For lineage, add basic documentation in the initial requirements and implement column-level tracking with existing tools. Cost: two weeks of work. Impact: audit questions now take hours instead of days.

Month 3: Measure the improvement.

Now you have baselines. Now you can prove that problems were solved. Now you have credibility.

Month 4-6: Migrate if still necessary.

Maybe the cloud migration still makes sense for scalability. But now you’re migrating a system that works, with documented patterns, proven practices, and clear metrics. The migration becomes a platform change, not a Hail Mary.

Problems actually solved: yes. Team confidence: high. Rollback plan: trivial, because the on-prem system is not broken.

The disruption wasn’t the cloud. The disruption was finally fixing the problems everyone had learned to live with.

The Quick Checker: 10 Questions Before You Say Yes

Before you approve, join, or pitch a “disruptive” project, run it through these questions. Be honest.
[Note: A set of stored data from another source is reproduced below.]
PR #1806, opened 2019-02-06
Export input/0 directly from C, removing _input/0

muhmuhten:
The distinction between input/0 and _input/0 has been unnecessary since
a9c613..7dc34b, which moved end-of-input handling into C and replaced
the jq definition of input with `def input: _input;`


nicowilliams:
Thanks!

If you can’t answer with specifics, that’s your answer.

The Problem (you need all three)

Can you describe the problem in one sentence without using the words “modernize,” “transform,” or “innovate”? Can you quantify what this problem costs today in hours or euros? Have the people who suffer from this problem actually asked for this solution?

The Solution (you need all three)

Can you explain the solution to a non-technical stakeholder in under a minute? Can you deploy a working “minimum viable solution” in less than four weeks? Is there a simpler, cheaper alternative you’ve seriously considered?

The Execution (you need all four)

Do you have baseline metrics documented before starting? Do you have a rollback plan that takes less than one day? Is the team who will maintain this involved in building it? Will you measure success with business outcomes, not technical milestones?

Scoring: If you answered “no” or “I don’t know” to more than three questions, stop. The project isn’t ready. It might be a good idea, but good ideas with bad execution become expensive failures.

Automatic disqualifiers (one is enough to walk away):

The ROI timeline is longer than twelve months. There’s no rollback plan. The primary justification is “our competitors are doing it.” The people affected by the change weren’t consulted.

The Real Disruption

Project Elephant failed because it confused motion with progress. A lot of money was spent. A lot of work was done. Dashboards were rebuilt, pipelines were rewritten, infrastructure was modernized. But the users who struggled before the migration struggled after it, just with different tools.

True disruption is boring. It’s fixing the slow query that’s been annoying people for three years. It’s adding validation that catches bad data before it corrupts reports. It’s writing the documentation that lets someone else understand the system. It’s small, measurable, reversible improvements that piles over time.

The next time someone pitches you on disruption, ask them one question: “What metric will be different in three months, and by how much?”

If they can’t answer immediately and specifically, you’re not looking at disruption. You’re looking at Project Elephant, wearing a different name tag.